It was just last July when Monaco became the first country in the world to roll out full 5G coverage. The deployment of 5G across the Principality was the initial phrase of the government’s “Extended Monaco” program aimed at bringing the country into the digital age. (This vision was further underlined when Google announced earlier this month they’ll be offering Monaco full access to its catalogue and Google Play services in the near future.)
IHS Markit, a London-based analytics provider for financial markets, has reported that 5G technology is expected to produce up to $3.6 trillion in economic output worldwide and support over 22 million jobs by 2035.
France specifically is expected to fill its coffers with $85 billion, with 400,000 jobs.

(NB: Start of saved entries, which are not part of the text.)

PR #1530, opened 2017-11-29
set npm package.json

xtine:
## Set NPM details
- Set `package.json` details (name, version) so that `fec-cms` can be initialized as a local NPM package for `fec-pattern-library` to access assets.
- Remove `all.scss` because pattern library will be able access scss files to compile.

Does not impact any part of the working application. Setting up `fec-cms` as an npm package only sets details for local usage.


package.json
```diff
@@ -1,4 +1,6 @@
 {
+  "name": "fec-cms",
+  "version": "1.0.0",
```
ccostino: Should we set the `license` and `repository` too while we're at it just to get rid of the warnings?

xtine: What `license` should we use? I just added the repo info.

ccostino: 🤔 really good question, I'm not sure!  We'll have to ask around and see what would be appropriate.

xtine: Just checked, `fec-style` doesn't have a license and it's a published package... 😆

ccostino: Whoops, that probably shouldn't have been the case, d'oh!

xtine: Okay, we have quickly discovered https://github.com/18F/open-source-policy/blob/master/policy.md#open-source-licenses, which directs us to use `CC0`. It's already defined on the bottom of our `LICENSE.md`, but I'm explicitly including in the license field here as well.

PR #1636, opened 2017-12-08
[MERGE WITH GITFLOW] Hotfix: Correct Candidate two-year summaries

xtine:
## Summary
- Addresses https://github.com/18F/fec-cms/issues/1634
- The `election_full` url query string used to be passed into the application in openFEC-web-app as a boolean. However after merge, we failed to account for this and passed it into `data/views.py` as a string. This caused a failure in logic because if we check `if election_full`, it would always return `True` as a string. We fix this by converting `election_full` from a string to a boolean right after the get request.
- I also fixed a UI bug caused by newer versions (62+) of Chrome that would show overflows on side bars that take up the entire window which affected Candidate pages.

- Candidate summary pages.

## Screenshots
Correct behavior:
screen shot 2017-12-08 at 2 40 26 pm

Fixes this Chrome overflow issue with side nav: 
screen shot 2017-12-08 at 1 21 21 pm


xtine:
I'm just going to create a new PR. :P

The demand for 5G technology is being driven by governments who see the technology as critical to economic growth and national security, with Monaco, the U.S., South Korea and China being the first countries to roll out commercial launches. Japan, UK, Australia and Germany are due to be on board by the end of 2020.
France is also expected to take on 5G by year’s end but a new law passed last summer will require the country’s four telecoms operators—SFR, Orange, Bouygues Telecom and Free—hoping to operate 5G technology to obtain formal permission from the French Prime Minister, who will assess the risk of deployment “based on defense and national security parameters.”
According to RTI, “in France, Huawei already occupies around 20% of the telecommunications market, the rest is divided between Nokia and Ericsson.”
France will auction off its 5G spectrum in April. Orange has already confirmed it will use 5G equipment from both Nokia and Ericsson, while Free is going with Nokia. SFR and Bouygues Telecom, both 4G Huawei users, have yet to announce the company they’ll be working with.
On February 9, China issued a statement on its Paris embassy website urging France to establish “transparent criteria and treat all companies in a similar way” referring to telecom equipment makers, and to avoid “blatant discrimination” and “disguised protectionism” as it could impact European investment on the Chinese market.
The U.S. has been pushing European allies to ban Huawei over fears that China’s government may be able to access its systems for spying. On 16 January, President Donald Trump threatened to cut off intelligence sharing with countries dealing with the Huawei.